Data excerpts
.....

PR #191, opened 2015-12-04
Fix detection of PowerShell on windows

davidanthoff:
``powershell --help`` throws an error, the correct way to make that call is ``powershell -h``.

Without this fix there is always a red error output when e.g. Ipopt ``build`` is run.

### DIFF
--- a/src/BinDeps.jl
+++ b/src/BinDeps.jl
@@ -46,10 +46,15 @@ module BinDeps
     function download_cmd(url::AbstractString, filename::AbstractString)
         global downloadcmd
         if downloadcmd === nothing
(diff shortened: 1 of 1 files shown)


tkelman:
I think all 4 of these commands could alternately accept just `-h`, but this should work fine.

davidanthoff:
Would also make sense to suppress the output, really no reason to show the Powershell help during this :) I tried with piping to the null device, but didn't succeed...

tkelman:
The output should be suppressed? None of the BinDeps-using packages I've run locally or on appveyor show any output from this check.

davidanthoff:
I opened a new issue #192.

PR #195, opened 2015-12-24
Improve PowerShell calls in download_cmd

davidanthoff:
Two changes: 1) Change the call to PowerShell that is meant to detect whether PowerShell is on the system to not emit any output, 2) always specify the -NoProfile argument so that user PowerShell
startup scripts are not run.

Change 1) was suggested in #194.

### DIFF
--- a/src/BinDeps.jl
+++ b/src/BinDeps.jl
@@ -49,7 +49,7 @@ module BinDeps
         if downloadcmd === nothing
             for download_engine in @windows? (:powershell, :curl, :wget, :fetch) : (:curl, :wget, :fetch)
                 if download_engine == :powershell
-                    checkcmd = `$download_engine -help`
+                    checkcmd = `$download_engine -NoProfile -Command ""`
                 else
                     checkcmd = `$download_engine --help`
                 end
@@ -70,7 +70,7 @@ module BinDeps
         elseif downloadcmd == :fetch
             return `fetch -f $filename $url`
         elseif downloadcmd == :powershell
-            return `powershell -Command "(new-object net.webclient).DownloadFile(\"$url\", \"$filename\")"`
+            return `powershell -NoProfile -Command "(new-object net.webclient).DownloadFile(\"$url\", \"$filename\")"`
         else
             error("No download agent available; install curl, wget, or fetch.")
         end


tkelman:
running the julia `success` function should not be producing any output. there's a bug, but it's not here. needs to be looked at in more detail to find the actual fix, not shoved under the rug like this.

Varanas:
Why is that a bug, @tkelman? `success` isn't specified to throw away output of the spawned process -- it's  implemented with [`wait(spawn(cmd))`](https://github.com/JuliaLang/julia/blob/79b241872d55d556189ce2fb4e91157164b2b1a6/base/process.jl#L610-L617) so I wouldn't really *expect* it to do that.

tkelman:
Without any additional inputs, `spawn` doesn't do anything with the output, just runs the process.

Varanas:
So this isn't supposed to happen (aside from the screwed up printing, I mean)?
spawn

davidanthoff:
@tkelman This PR is not preventing anyone from fixing the underlying bug in ``success``, but it does fix a pretty confusing UI weirdness for users on Windows that is going to hit anyone with PowerShell 5 (i.e. all Win10 users, and anyone else who updates PowerShell on down level systems). Unless we know someone who can and will (i.e. has the time and capability) fix the underlying bug fairly soon, I would suggest to just merge this here. Especially since this PR here has no downside, i.e. the code is in no way "less good" than the previous version. There really seems no cost involved in this workaround.

Also, the ``-NoProfile`` option should be merged no matter what, not having that is simply a bug.

tkelman:
I don't think "new-variable foo" is the most obvious test for whether powershell is present.

davidanthoff:
@tkelman Better?

davidanthoff:
@tkelman Bump, any chance this could get merged?

tkelman:
We can add the `-NoProfile`, but would rather find and fix the bug that's causing things to output that shouldn't be, rather than change the detection code.

davidanthoff:
I suspect that it might be very difficult to fix the output issue. I looked into this, and my best guess is that Powershell 5 switched from using the high-level console input and output functions to the low-level functions. The current redirection support in libuv for console redirection only works for programs that use the high-level console functions, as far as I can tell. I think any console program that uses the low-level console API will show the same behavior of showing output, even if it is redirected, because that is simply not supported in libuv. My pretty hasty research on how difficult it is to fix this suggested that it might be almost [impossible](http://homepage.ntlworld.com/jonathan.deboynepollard/FGA/capture-console-win32.html) to get this right.

But at the end of the day I really don't understand the reasoning to not just merge both: this fixes a UI bug (clearly showing all PowerShell help when we updated any package that uses BinDeps is a UI bug, right?). This bug fix here has been sitting here for two months now, clearly no one has the time right now to fix the underlying issue, so why not merge this and make julia a little better for users in the meantime?

tkelman:
Because it's completely harmless? It also works as intended when Julia is started within mintty, so I don't think it's impossible to fix.

src/BinDeps.jl
```diff
@@ -48,7 +48,7 @@ module BinDeps
         if downloadcmd === nothing
             for download_engine in @windows? (:powershell, :curl, :wget, :fetch) : (:curl, :wget, :fetch)
                 if download_engine == :powershell
-                    checkcmd = `$download_engine -help`
+                    checkcmd = `$download_engine -NoProfile -Command "\$no_op"`
```
tkelman: The `"\$no_op"` is ugly and confusing. Just change this to `-Command ""` and I'll merge it.

davidanthoff:
@tkelman Thanks for the suggestion, that makes the thing much cleaner.

davidanthoff:
Done.

PR #197, opened 2016-01-26
Add tar.Z file support.

helgee:
`tar.Z` files can be unpacked with the same flags used for `tar.gz` files.


tkelman:
Have you tested this locally? Do you have a package that will use this regularly enough to notice if it breaks?

helgee:
Yes, I tested it on OSX and Linux. I am developing a wrapper for the [NAIF SPICE toolkit](http://naif.jpl.nasa.gov/naif/). The sources are distributed in tar.Z format.

helgee:
It also works on Windows.

PR #198, opened 2016-01-27
Turn on precompilation

yuyichao:
This should fix the intermittent package loading failure on many packages that depends on BinDeps (Notably ZMQ and IJulia).

If it is unsafe to turn precompilation on for this package, we should instead explicitly specify it to avoid the intermittent failure.

### DIFF
--- a/src/BinDeps.jl
+++ b/src/BinDeps.jl
@@ -1,3 +1,4 @@
+isdefined(Base, :__precompile__) && __precompile__()
 module BinDeps
     importall Base
     using Compat


src/BinDeps.jl
```diff
@@ -1,3 +1,4 @@
+VERSION >= v"0.4.0" && __precompile__()
```
tkelman: `isdefined(Base, :__precompile__)` to be more specific and also address the problem for later prereleases?

yuyichao: done

PR #200, opened 2016-01-31
RFC: make sure aliases are always used as an array of strings

tkelman:
to avoid the ```MethodError: `joinpath` has no method matching joinpath(::UTF8String, ::Char)```
seen at https://github.com/jiahao/GSL.jl/pull/39

### DIFF
--- a/src/dependencies.jl
+++ b/src/dependencies.jl
@@ -413,6 +413,10 @@ function gethelper(dep::LibraryDependency,method)
     return (nothing,nothing)
 end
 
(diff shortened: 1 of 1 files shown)


nalimilan:
LGTM, though you could also have restricted the second signature to `AbstractArray`.

tkelman:
Thanks. Maybe someone could want to input an iterator of alias names or something?

nalimilan:
Yeah, there's little risk in keeping the broad signature. In the worst case, an error would likely be raised later anyways.

PR #2729, opened 2021-04-29
Mobile 3744

crazyserver:


src/addons/calendar/components/calendar/addon-calendar-calendar.html
```diff
@@ -55,16 +55,23 @@ <h3>{{ periodName }}</h3>
                 <!-- In tablet, display list of events. -->
                 <div class="ion-hide-md-down addon-calendar-day-events">
                     <ng-container *ngFor="let event of day.filteredEvents | slice:0:4; let index = index">
-                        <p *ngIf="index < 3 || day.filteredEvents.length == 4" class="addon-calendar-event"
+                        <a *ngIf="index < 3 || day.filteredEvents.length == 4" class="addon-calendar-event"
```
NoelDeMartin, line 58: Is it ok to replace this with an anchor? I'm not sure if an anchor without an href attribute is valid markup, maybe we should use an unstyled button instead.

src/addons/calendar/pages/edit-event/edit-event.html
```diff
@@ -120,9 +120,10 @@ <h2 [core-mark-required]="true">
             </ng-container>
 
             <!-- Advanced options. -->
-            <ion-item-divider class="ion-text-wrap core-expandable" (click)="toggleAdvanced()">
-                <ion-icon *ngIf="!advanced" name="fas-caret-right" slot="start"></ion-icon>
-                <ion-icon *ngIf="advanced" name="fas-caret-down" slot="start"></ion-icon>
+            <ion-item-divider class="ion-text-wrap core-expandable" (click)="toggleAdvanced()"
```
NoelDeMartin, line 123: This isn't part of this issue, but I'll say it to keep in mind for later. This divider is not accessible because it cannot be focused and it doesn't have a role="button" (it should also respond to ENTER/SPACE keyboard, not just clicks). This happens in other places, so we should review that all click listeners are accessible.

src/core/features/editor/components/rich-text-editor/core-editor-rich-text-editor.html
```diff
@@ -9,105 +9,105 @@
...
         <ion-slide>
             <button [disabled]="!rteEnabled" [attr.aria-pressed]="toolbarStyles.p" (click)="buttonAction($event, 'p', 'block')"
                 (mousedown)="mouseDownAction($event)" [title]="'core.editor.p' | translate">
-                <ion-icon name="fas-paragraph"></ion-icon>
+                <ion-icon name="fas-paragraph" aria-hidden="true"></ion-icon>
             </button>
         </ion-slide>
         <ion-slide>
             <button [disabled]="!rteEnabled" [attr.aria-pressed]="toolbarStyles.h3" (click)="buttonAction($event, 'h3', 'block')"
                 (mousedown)="mouseDownAction($event)" [title]="'core.editor.h3' | translate">
```
NoelDeMartin, line 56: The title on these buttons should be converted to aria-label. I'm not sure if this is part of this issue, but since it's been done in other parts of the commit I'm mentioning it.

src/addons/messages/pages/group-conversations/group-conversations.html
```diff
@@ -27,14 +27,16 @@
...
                     <ion-label><h2>{{ 'addon.messages.contacts' | translate }}</h2></ion-label>
                     <ion-badge *ngIf="contactRequestsCount > 0" slot="end">{{contactRequestsCount}}</ion-badge>
                 </ion-item>
                 <!-- Favourite conversations. -->
-                <ion-item-divider class="ion-text-wrap core-expandable" (click)="toggle(favourites)" sticky="true">
-                    <ion-icon *ngIf="!favourites.expanded" name="fas-caret-right" slot="start"></ion-icon>
-                    <ion-icon *ngIf="favourites.expanded" name="fas-caret-down" slot="start"></ion-icon>
+                <ion-item-divider class="ion-text-wrap core-expandable" (click)="toggle(favourites)" sticky="true"
+                    [attr.aria-label]="(favourites.expanded ? 'core.collapse' : 'core.expand') | translate"
+                    [attr.aria-expanded]="favourites.expanded" role="heading">
```
NoelDeMartin, line 37: Is it ok to use role="heading" here? This has a click listener, so I think it should be role="button", be focusable and react to ENTER/SPACE keyboard.

src/addons/mod/chat/pages/sessions/sessions.html
```diff
@@ -31,7 +31,7 @@
             </ion-item>
 
             <ion-card *ngFor="let session of sessions.items" (click)="sessions.select(session)"
-                [class.core-selected-item]="sessions.isSelected(session)"
+                [attr.aria-current]="sessions.isSelected(session) ? 'page' :  'false'"
```
NoelDeMartin, line 34: Given that this pattern is so common when using a CorePageItemsListManager, I think we could create a new function that returns the `aria-current` value for an avoid the need to write a ternary every time.

src/core/features/grades/pages/courses/courses.html
```diff
@@ -22,7 +22,7 @@
                 <ion-item
                     *ngFor="let course of courses.items"
                     [title]="course.courseFullName"
-                    [class.core-selected-item]="courses.isSelected(course)"
+                    [attr.aria-current]="courses.isSelected(course) ? 'page' :  'false'"
```
NoelDeMartin, line 25: There is another CSS rule for selected items down this file that also needs to be updated.

NoelDeMartin (changes requested):
I've spotted some things to fix but overall it's good to go.

One comment I have regarding the approach to accessibility is that we should talk about implementing accessible components, instead of having to indicate all the accessibility attributes in pages. There is a lot of repetition going around, and it's very easy for a developer to forget some of these when they are working on a page.

src/addons/calendar/pages/edit-event/edit-event.html
crazyserver: I will include the usage of button property in ion-items and similar tags to make them tappable. I think ion-item-divider does not have button property, so probably I have to use aria roles.

src/core/features/editor/components/rich-text-editor/core-editor-rich-text-editor.html
crazyserver: Yep, I will take care of that, this is not an ion-button but a native button, I'll check if title does the trick.

src/addons/messages/pages/group-conversations/group-conversations.html
crazyserver: Probably it needs both roles. heading role is needed to apply aria-expanded.

src/addons/mod/chat/pages/sessions/sessions.html
crazyserver: Good catch, I'll have a look

src/core/features/editor/components/rich-text-editor/core-editor-rich-text-editor.html
crazyserver: Finally title is better than aria-label in this case, it will define an accessible name and also show a tooltip.
+info https://dev.opera.com/articles/ux-accessibility-aria-label/#accessible-name-calculation

src/core/classes/page-items-list-manager.ts
```diff
@@ -121,6 +121,16 @@ export abstract class CorePageItemsListManager<Item> {
         return this.selectedItem === item;
     }
 
+    /**
+     * Return the current aria role.
+     *
+     * @param item Item.
+     * @return Will return the current role of the item if selected, false otherwise.
+     */
+    getSelectedAriaCurrent(item: Item): string {
```
NoelDeMartin, line 130: I think this should be called `getItemAriaCurrent` instead, or some other variation that does not include the concept of "selected". This is because we'll call this method for all items, and the fact that the returned value is different for selected items is an implementation detail.

Also, I've been looking at [the spec](https://www.w3.org/TR/wai-aria-1.1/#aria-current) for `aria-current` and it doesn't make any reference to "roles", so the value of this attribute is not a role (so the function docs should not mention it either).

src/addons/mod/forum/pages/new-discussion/new-discussion.html
```diff
@@ -31,11 +31,10 @@
                     (contentChanged)="onMessageChange($event)">
                 </core-rich-text-editor>
             </ion-item>
-            <ion-item-divider class="ion-text-wrap core-expandable" (click)="toggleAdvanced()">
-                <ion-icon *ngIf="!advanced" name="fa-caret-right" slot="start">
-                </ion-icon>
-                <ion-icon *ngIf="advanced" name="fa-caret-down" slot="start">
-                </ion-icon>
+            <ion-item-divider class="ion-text-wrap core-expandable" (click)="toggleAdvanced()" [attr.aria-expanded]="advanced"
+                [attr.aria-label]="(advanced ? 'core.hideadvanced' : 'core.showadvanced') |translate" role="heading button">
```
NoelDeMartin, line 35: We're using two roles here: heading and button. It seems like it's not possible to use more than one role per element. According to [this spec](https://www.w3.org/TR/2014/REC-wai-aria-implementation-20140320/#mapping_role), it is a valid attribute value but multiple roles will only work as fallback, not all at once.

src/core/features/grades/pages/grade/grade.html
```diff
@@ -16,17 +16,18 @@
         <ion-list *ngIf="grade">
             <ion-item *ngIf="grade.itemname && grade.link" class="ion-text-wrap" detail="true" [href]="grade.link" core-link
             capture="true">
-                <ion-icon *ngIf="grade.icon" name="{{grade.icon}}" slot="start"></ion-icon>
-                <img *ngIf="grade.image" [src]="grade.image" slot="start" class="core-module-icon" />
+                <ion-icon *ngIf="grade.icon" name="{{grade.icon}}" slot="start" [attr.aria-label]="grade.iconAlt"></ion-icon>
+                <img *ngIf="grade.image" [src]="grade.image" slot="start" class="core-module-icon"
+                    [alt]="grade.iconAlt" role="presentation">
```
NoelDeMartin, line 21: Using a role="presentation" here will hide this image from screen readers, but it has an alt attribute. Was that your intention or is this just a typo? I'm asking to make sure because in all other instances with role="presentation" we're using alt="", unless I missed something.

src/addons/calendar/components/calendar/addon-calendar-calendar.html
```diff
@@ -55,16 +55,23 @@ <h3>{{ periodName }}</h3>
                 <!-- In tablet, display list of events. -->
                 <div class="ion-hide-md-down addon-calendar-day-events">
                     <ng-container *ngFor="let event of day.filteredEvents | slice:0:4; let index = index">
-                        <p *ngIf="index < 3 || day.filteredEvents.length == 4" class="addon-calendar-event"
-                        (click)="eventClicked(event, $event)" [class.addon-calendar-event-past]="event.ispast">
+                        <div role="button" *ngIf="index < 3 || day.filteredEvents.length == 4" class="addon-calendar-event"
+                            (click)="eventClicked(event, $event)" [class.addon-calendar-event-divast]="event.ispast">
```
NoelDeMartin, line 59: I think this is a typo, you didn't mean to change `addon-calendar-event-past` to `addon-calendar-event-divast`.

src/addons/mod/forum/components/post/post.html
```diff
@@ -120,12 +122,11 @@ <h3 *ngIf="post.author && post.author.fullname">{{post.author.fullname}}</h3>
             <ion-checkbox slot="end" [(ngModel)]="replyData.isprivatereply" name="isprivatereply"></ion-checkbox>
         </ion-item>
         <ng-container *ngIf="forum.id && forum.maxattachments > 0">
-            <ion-item-divider class="core-expandable ion-text-wrap" (click)="toggleAdvanced()">
+            <ion-item-divider class="core-expandable ion-text-wrap" (click)="toggleAdvanced()" [attr.aria-expanded]="advanced"
+                [attr.aria-label]="(advanced ? 'core.hideadvanced' : 'core.showadvanced') |translate" role="button">
```
NoelDeMartin, line 126: This may not be part of this issue but just for the record, even if this element has the "button" role it still not accessible because it doesn't receive focus, and so cannot react to keyboard events. We can look into this in [MOBILE-3753](https://tracker.moodle.org/browse/MOBILE-3753), but keep it in mind.

NoelDeMartin (changes requested):
I found a couple more things, but we can proceed by fixing typos and checking the rest in other issues.

src/core/features/grades/pages/grade/grade.html
crazyserver: Good catch thanks!

src/addons/calendar/components/calendar/addon-calendar-calendar.html
crazyserver: True thx!

src/addons/mod/forum/components/post/post.html
crazyserver: That's right! We'll have a look then

src/addons/mod/forum/pages/new-discussion/new-discussion.html
crazyserver: As a fallback will be ok, because anyway I would leave it as heading. We'll have to add keyboard focus on following issues

crazyserver:
Thanks Noel. I removed the presentation role on img tag on grade, also solved the typo on calendar and changed the aria current function and jsdoc.

src/addons/mod/forum/pages/new-discussion/new-discussion.html
NoelDeMartin: Ok, I'm going forward with the merge because buttons are not the focus of this issue. But I think this will be a problem, because if it has a click listener it should have a button role, not heading. If it's really serving as both I guess we should use two separate elements, I'm not sure. Let's check it out on the issue about buttons.

NoelDeMartin (approved):

PR #2745, opened 2021-05-05
Mobile 3713

dpalou:


src/core/components/iframe/core-iframe.html
```diff
@@ -5,7 +5,11 @@
         [attr.allowfullscreen]="allowFullscreen ? 'allowfullscreen' : null">
     </iframe>
 
+    <div *ngIf="displayHelp" class="ion-margin ion-text-center ion-text-wrap core-iframe-help">
+        <span (click)="openIframeHelpModal()" aria-haspopup="dialog" role="button">{{ 'core.iframehelp' | translate }}</span>
```
crazyserver, line 9: Role button is not enough to correctly handle a11y. 
Explanation found:
The custom control should implement onclick as well as onKeyDown events. Buttons can be activated through spacebar. Hence, if you are adding the role to a custom control, you need to handle these events yourself. Else, the semantic loses its meaning. A screen-reader user will try to activate the button using spacebar, but cannot.

 I would suggest to change it to a default/native button and style it properly or handle onKeyDown (or Up) to check space and enter keys when focused.

src/core/directives/format-text.ts
```diff
@@ -757,6 +761,33 @@ export class CoreFormatTextDirective implements OnChanges {
...
+        const helpDiv = document.createElement('div');
+
+        helpDiv.classList.add('ion-margin');
+        helpDiv.classList.add('ion-text-center');
+        helpDiv.classList.add('ion-text-wrap');
+        helpDiv.classList.add('core-iframe-help');
+
+        const span = document.createElement('span');
+        span.innerHTML = Translate.instant('core.iframehelp');
+        span.setAttribute('role', 'button');
```
crazyserver, line 779: Role button is not enough to correctly handle a11y. 
Explanation found:
The custom control should implement onclick as well as onKeyDown events. Buttons can be activated through spacebar. Hence, if you are adding the role to a custom control, you need to handle these events yourself. Else, the semantic loses its meaning. A screen-reader user will try to activate the button using spacebar, but cannot.

 I would suggest to change it to a default/native button and style it properly or handle onKeyDown (or Up) to check space and enter keys when focused.

src/core/lang.json
```diff
@@ -213,6 +215,7 @@
     "openfullimage": "Click here to display the full size image",
     "openinbrowser": "Open in browser",
     "openmodinbrowser": "Open {{$a}} in browser",
+    "opensettings": "Open settings",
```
crazyserver, line 218: Please add new strings to langindex.json

crazyserver (changes requested):
Code looks good but I found minor a11y changes.

src/core/components/iframe/core-iframe.html
crazyserver: Also, when using a custom element you should add tabindex=0 so is keyboard accessible.

And finally, you will also need to add :focus and :hover css. It could be added using span[role="button"]:focus so it solves some others.

dpalou:
Thanks Pau,

I modified both HTML codes and I added the strings to langindex. I also had to modify the rule in theme.base.scss. Can you please take a look again?

crazyserver (approved):
All ok!
https://tracker.moodle.org/browse/MOBILE-3713

PR #2746, opened 2021-05-06
MOBILE-3320: Tweaks

NoelDeMartin:


src/core/singletons/time.ts
```diff
@@ -0,0 +1,39 @@
...
+    /**
+     * Wrap a function so that it is called only once.
+     *
+     * @param fn Function.
+     * @return Wrapper that will call the underlying function only once.
+     */
+    static once<T extends unknown[]>(fn: (...args: T) => unknown): (...args: T) => void {
+        let called = false;
+
+        return (...args: unknown[]) => {
```
dpalou, line 29: I think args should have type T.

dpalou (changes requested):

src/core/singletons/time.ts
NoelDeMartin: Done!

PR #2747, opened 2021-05-06
Mobile 3745

crazyserver:


src/addons/mod/forum/components/index/index.html
```diff
@@ -67,15 +67,16 @@
...
-            <div *ngIf="!discussions.empty && sortingAvailable && selectedSortOrder" class="ion-text-wrap addon-forum-sorting-select">
-                <ion-button *ngIf="sortingAvailable" id="addon-mod-forum-sort-order-button"
-                    class="core-button-select button-no-uppercase"
-                    aria-haspopup="true" aria-controls="addon-mod-forum-sort-order-selector"
-                    [attr.aria-label]="('core.sort' | translate)"
-                    (click)="showSortOrderSelector()">
-                    <span class="core-button-select-text">{{ selectedSortOrder.label | translate }}</span>
-                    <div class="select-icon" slot="end"><div class="select-icon-inner"></div></div>
-                </ion-button>
+            <div *ngIf="!discussions.empty && sortingAvailable && selectedSortOrder"
```
dpalou, line 70: There's no need to split the line in here.

src/addons/mod/forum/components/index/index.html
```diff
@@ -67,15 +67,16 @@
...
+                class="ion-text-wrap">
+                <core-combobox *ngIf="sortingAvailable"
```
dpalou, line 72: sortingAvailable is already checked in the parent element, no need to do it again.

src/addons/mod/forum/components/index/index.html
```diff
@@ -67,15 +67,16 @@
...
+                    [modalOptions]="sortOrderSelectorModalOptions()"
```
dpalou, line 73: Have you tried if you can pass an object instead of a function? I think passing objects have a better performance than using a function. You'd need to store the "ModalOptions" in a property.

src/core/features/course/components/format/core-course-format.html
```diff
@@ -19,18 +19,15 @@
                 <div *ngIf="displaySectionSelector && sections && hasSeveralSections"
                     class="ion-text-wrap clearfix ion-justify-content-between core-button-selector-row"
                     [class.core-section-download]="downloadEnabled">
-                    <ion-button class="core-button-select button-no-uppercase" (click)="showSectionSelector()"
-                        aria-haspopup="listbox" id="core-course-section-button" expand="block">
-                        <ion-icon name="fas-folder" slot="start" aria-hidden="true"></ion-icon>
-                        <span class="sr-only" *ngIf="selectedSection">{{ 'core.course.sections' | translate }}:</span>
-                        <span class="core-button-select-text">
+                    <core-combobox [modalOptions]="sectionSelectorModalOptions()" interface="modal" listboxId="core-course-section-button"
```
dpalou, line 22: Have you tried if you can pass an object instead of a function? I think passing objects have a better performance than using a function. You'd need to store the "ModalOptions" in a property.

src/core/services/utils/dom.ts
```diff
@@ -1681,6 +1681,26 @@ export class CoreDomUtilsProvider {
         });
     }
 
+    /**
+     * Opens a Modal.
+     *
+     * @param opts Modal Options.
+     */
+    // eslint-disable-next-line @typescript-eslint/no-explicit-any
+    async openModal<T = any>(
```
dpalou, line 1689: Can you use unknown instead of any?

src/core/features/sharedfiles/services/sharedfiles-helper.ts
```diff
@@ -150,16 +150,13 @@ export class CoreSharedFilesHelperProvider {
      * @return Promise resolved when a file is picked, rejected if file picker is closed without selecting a file.
      */
     async pickSharedFile(mimetypes?: string[]): Promise<CoreFileUploaderHandlerResult> {
-        const modal = await ModalController.create({
+        const modalData = await CoreDomUtils.openModal({
```
dpalou, line 153: Shouldn't you pass the FileEntry type here instead of casting it later?

src/core/services/utils/dom.ts
```diff
@@ -1684,23 +1684,45 @@ export class CoreDomUtilsProvider {
...
         }
     }
 
+    /**
+     * Opens a side Modal.
+     *
+     * @param modalOptions Modal Options.
+     */
+    // eslint-disable-next-line @typescript-eslint/no-explicit-any
+    async openSideModal<T = any>(
```
dpalou, line 1710: Like above, can you use unknown instead of any?

src/core/services/utils/dom.ts
```diff
@@ -1723,6 +1722,27 @@ export class CoreDomUtilsProvider {
         return await this.openModal<T>(modalOptions);
     }
 
+    /**
+     * Opens a popover.
+     *
+     * @param popoverOptions Modal Options.
+     */
+    // eslint-disable-next-line @typescript-eslint/no-explicit-any
+    async openPopover<T = any>(
```
dpalou, line 1731: Like above, can you use unknown instead of any?

src/core/features/mainmenu/pages/menu/menu.ts
```diff
@@ -203,6 +205,90 @@ export class CoreMainMenuPage implements OnInit, OnDestroy {
         }
     }
 
+    /**
+     * A11y key functionallity that prevents keyDown events.
+     *
+     * @param e Event.
+     */
+    keyDownAction(e: KeyboardEvent): void {
+        if (e.key == ' ' ||
```
dpalou, line 214: Maybe we should have a function to compare this, it's the second time we have this code. That way it's more reusable and easy to change.

src/core/components/user-avatar/user-avatar.ts
```diff
@@ -31,12 +32,12 @@ import { CoreNavigator } from '@services/navigator';
     templateUrl: 'core-user-avatar.html',
     styleUrls: ['user-avatar.scss'],
 })
-export class CoreUserAvatarComponent implements OnInit, OnChanges, OnDestroy {
+export class CoreUserAvatarComponent extends CoreAriaRoleButton implements OnInit, OnChanges, OnDestroy {
```
dpalou, line 35: Like Noel always says, consider composition over inheritance. If in the future this class (or another) needs to inherit from AriaRoleButton and another class at the same time we won't be able to do it. IMO it would be better to do it like with ItemsManager, create a button instance inside this class and use it.

dpalou (changes requested):

src/core/services/utils/dom.ts
crazyserver: Thanks I preffered to use void instead.

src/core/services/utils/dom.ts
crazyserver: Thanks! I finally used a wide used type void instead.

src/core/features/mainmenu/pages/menu/menu.ts
crazyserver: I did the same as in button role to have a wide proper solution.

src/core/components/user-avatar/user-avatar.ts
crazyserver: Solved

crazyserver:
Thanks Dani, can you review again?

I added a new commit to change some colors and add some vars

src/core/features/mainmenu/pages/menu/menu.ts
```diff
@@ -93,6 +98,8 @@ export class CoreMainMenuPage implements OnInit, OnDestroy {
                 }
             });
         }
+
+        this.tabAction = new CoreMainmenuRoleTab(this);
```
dpalou, line 102: This second tabAction isn't needed, right?

src/core/features/mainmenu/pages/menu/menu.ts
```diff
@@ -246,3 +254,42 @@ export class CoreMainMenuPage implements OnInit, OnDestroy {
     }
 
 }
+
+/**
+ * Helper class to manage rol tab.
+ */
+class CoreMainmenuRoleTab extends CoreAriaRoleTab<CoreMainMenuPage> {
```
dpalou, line 261: Main menu classes are usually called "MainMenu", not "Mainmenu".

dpalou (changes requested):

crazyserver:
Thanks Dani! Now it should be ok!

.....

**Task to carry out**:
Which lines above include the word "module"? Pick them out and copy them.

**Solution for this task**:
@@ -46,10 +46,15 @@ module BinDeps
@@ -49,7 +49,7 @@ module BinDeps
@@ -70,7 +70,7 @@ module BinDeps
@@ -48,7 +48,7 @@ module BinDeps
 module BinDeps
-                <img *ngIf="grade.image" [src]="grade.image" slot="start" class="core-module-icon" />
+                <img *ngIf="grade.image" [src]="grade.image" slot="start" class="core-module-icon"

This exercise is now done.